Une broche qui tourne à Istanbul, un kiosque à Berlin, et le sandwich qu'on ferme à Bordeaux à une heure du matin. Deux siècles tiennent dans un pain.

Origines

Le kebab est l'un des plats les plus mangés d'Europe, et l'un des plus jeunes sous la forme qu'on lui connaît. La broche est ottomane. Le sandwich, lui, est berlinois. Bordeaux a reçu les deux, dans le même pain.

Broche verticale
milieu du XIXᵉ siècle, Istanbul et Bursa
Berceau
Anatolie, Empire ottoman
Le sandwich
Berlin, années 1970
Trois héritages
la broche, le pain, les crudités et la sauce
En France
on l'a d'abord appelé « grec »
Rue d'Istanbul : enseignes de döner, broches qui tournent, passants sur les pavés.

Une viande qui tourne, à l'horizontale

Avant le sandwich, il y a la broche. Et avant la broche verticale, on grillait à plat.

Le mot kebab vient de l'arabe kabāb : de la viande grillée, rôtie, cuite sur le feu. Rien de plus. En Anatolie, on embrochait des tranches d'agneau à l'horizontale, au-dessus des braises. C'est le Cağ kebabı d'Erzurum : un cylindre qui tourne, des rubans qu'on coupe au fur et à mesure.

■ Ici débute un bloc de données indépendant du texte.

PR #10926, opened 2024-10-15
Fix relationType display value bug

qqmyers:
**What this PR does / why we need it**: The [recent changes](https://github.com/IQSS/dataverse/pull/10632) to include more information in the XML sent to DataCite, including the new relationType child field for related publications, is sending the display value of that field rather than the real CVV value. DataCite is rejecting values that do not match it's schema. In English, any of the values that are multiple words, e.g. `IsSupplementTo`, having the display value `Is Supplement To`, cause DOI updates to fail and therefor for dataset publication to fail. (In other languages, presumably all values would fail.) Dataset that do not have a Related Publication entry, or have a default null value for the relationType, are unaffected (nulls are turned into an IsSupplementTo value in code which does not rely on the display value).

This PR make a simple change to include the CVV value itself rather than display value. 

- Closes #

**Special notes for your reviewer**:The change is made in the DatasetVersion method which is used to create jsonld and json for other purposed - the other uses right now do not use the relationType value at all, but, if/when they do, it seems like the real CVV value is what should be sent.

**Suggestions on how to test this**: Configure Dataverse to use DataCite, add a publication with the Is Supplement To relationType and make sure publication succeeds, that there is no error in the log, that DataCite Fabrica shows the information as expected.

**Is there a release notes update needed for this change?**: This is probably patch/announce worthy.

**Additional documentation**:

### DIFF
--- a/src/main/java/edu/harvard/iq/dataverse/DatasetVersion.java
+++ b/src/main/java/edu/harvard/iq/dataverse/DatasetVersion.java
@@ -1390,7 +1390,10 @@ public class DatasetVersion implements Serializable {
                                 relatedPublication.setIdNumber(subField.getDisplayValue());
                                 break;
                             case DatasetFieldConstant.publicationRelationType:
-                                relatedPublication.setRelationType(subField.getDisplayValue());
+                                List<String> values = subField.getValues_nondisplay();
+                                if (!values.isEmpty()) {
+                                    relatedPublication.setRelationType(values.get(0)); //only one value allowed
+                                }
                                 break;
                         }
                     }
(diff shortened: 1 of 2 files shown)


landreev (approved):
Nice test.

ofahimIQSS:
Hi @qqmyers - when I tested this PR in Internal, I could not see the "Relation Type" field on the UI of edit dataset metadata page so I couldn't test this. Please see screenshot below:

image

Steps: 
1. Go to https://dataverse-internal.iq.harvard.edu/
2. Create Dataset
3. Scroll to Related Publication Section

Expected Result: Relation Type field should be displayed under Related Publication section.

qqmyers:
I'm guessing that step 6. Update metadata blocks of the [Upgrade instructions for v6.4](https://github.com/IQSS/dataverse/releases/tag/v6.4) wasn't done on that machine. Once the new citation metadata block is installed, the field should be there. (Could then be issues with indexing if step 7 update solr schema wasn't done.)

ofahimIQSS:
Testing Complete - fix looks good. Merging PR. 
[Testing of 10926.docx](https://github.com/user-attachments/files/17637825/Testing.of.10926.docx)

Des miniatures ottomanes du XVIIe siècle, et les récits d'Evliya Çelebi, montrent déjà ces rôtissoires dans tout le Levant. Ce n'est pas encore le kebab de minuit. Il manque le pain fermé, les crudités, la sauce — et la broche debout.

D'où vient le mot kebab

Deux mots collés. L'un dit le feu. L'autre dit le geste.

Kebab, on l'a dit : la viande grillée. Döner vient du turc dönmek, tourner, pivoter. Ensemble, döner kebap : la viande qui tourne. Le mot décrit la mécanique, pas une recette.

C'est pour ça qu'il voyage si bien. Shawarma, gyros, al pastor : chacun a traduit « ça tourne » dans sa langue, et plié le plat à ce qu'il avait sous la main.

On redresse la broche

Dans les cuisines étroites d'Istanbul, la broche horizontale prenait trop de place. On l'a dressée. La graisse a fait le reste.

Au milieu du XIXe siècle, à Istanbul et à Bursa, les rôtisseurs redressent la broche. En haut, la graisse fond et ruisselle. En bas, les fibres restent nourries. On gagne de la place au sol, et on gagne un goût.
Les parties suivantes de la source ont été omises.